China has been praised for its handling of the crisis and the unprecedented restrictions instituted. WHO Director-General Tedros Adhanom Ghebreyesus has hailed China for the “speed with which it detected the outbreak” and its “commitment to transparency”.
Trump has called WHO “China-centric” and perhaps it is also because of Ghebreyesus’ comments that he has decided to cut off funding to the organization.
JAPAN:
Japan is the world’s fourth-largest oil importer with daily consumption of over four million barrels. Japan’s customs-cleared crude oil imports fell 0.7 percent in March from the same month a year earlier, the Ministry of Finance said Monday.
Japan’s oil refiner Idemitsu Kosan expects Japan’s demand for oil products to fall by about 20 percent in the April-June quarter from a year earlier. Due to the reduction in demand, Japanese oil refiners are seeking to delay imports.
Two weeks have passed since the government declared a state of emergency in Japan where suspensions and reductions at assembly plants began mid-February. There is growing concern among Japanese automakers that production will be suspended for a long time, and restaurants and retailers are looking for ways to survive under the assumption that temporary closures and shorter working hours will be prolonged, reports Japan Times.
Prime Minister Shinzo Abe promised on Thursday to give a one-off sum of $930 to every citizen of Japan in a step to respond to the COVID-19 outbreak as he declared a state of emergency across the whole country. It will run until May 6.

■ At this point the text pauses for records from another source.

PR #212, opened 2026-01-15
dynamic tracing compiler action enhancement 

AdvaitNaik:

dynamic tracing compiler action enhancement 
- host timestamp
- sleep
- count


src/cpp/dtrace/action/host_timestamp.cpp
```diff
@@ -0,0 +1,94 @@
...
+
+    m_result = fields[0];
+
+    aiebu::smatch action;
+    if (!aiebu::regex_match(fields[1], action, action_name::action_regex))
+        DTRACE_ERROR("DTRACE_ACTION_INVALID_TOKEN", 
+            "Invalid token: '" << token << "' Expected 'host_timestamp()'");
+
+    m_action_name = action[1];
+}
```
xuhz, line 43: nit:
where do we need this m_action_name?
I saw in other action types, we set the action name as well

xuhz (approved):

src/cpp/dtrace/action/host_timestamp.cpp
AdvaitNaik: m_action_name is a member variable of the base action class and is set in the constructor of each derived action type.
It is typically used in the serialize function to identify or print the action name.

However, since each action type implements its own serialize function, and the action name is always known for each derived class, we can simply hard-code the action name string directly in each serialize implementation instead of storing it in m_action_name.

I will remove m_action_name from the class and avoid redundant member variables.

Tanks at key energy hub in Oklahoma could hit their limits within three weeks as traders are willing to pay others to take that oil for delivery in May off their hands, so long as they also take the burden of figuring out where to keep it.
INDIA:
With 3.1 million barrels a day of lost demand, oil demand slumped 70 percent in India, as the third-biggest crude buyer imposed the planet’s largest national lockdown. India’s March 25 decision to impose a three-week shutdown ended April 15, but President Narinder Modi extended it to the third of May.
The average price of Indian basket for crude was $33.36 a barrel in March compared to $71 in April 2019 – the first month of the financial year. On April 15 the price slipped to $19.32. The crude price was predicted to further fall to $10 despite the production cuts as the world was soon running out of storage space.
India imports 82 percent of its crude accounting for 20 percent of India’s whole merchandise imports.
Some important dates
On 31 December a cluster of cases of pneumonia in Wuhan was reported to WHO.
On March 11, alarmed with the spreading level and severity, and by alarming levels of inaction, WHO made the assessment that COVID-19 can be characterized as a pandemic.
On Monday the WHO Director-General said that the “worst” of the novel coronavirus has yet to come.
The number of confirmed cases on Tuesday stood at 2,495,994, 171,255 deaths and 571,971 recoveries.
Oil prices and the global economy will take a while to recover from this pandemic and maybe some aspects of the present situation will remain permanent bringing about a new world order politically and in socially. Only time will show.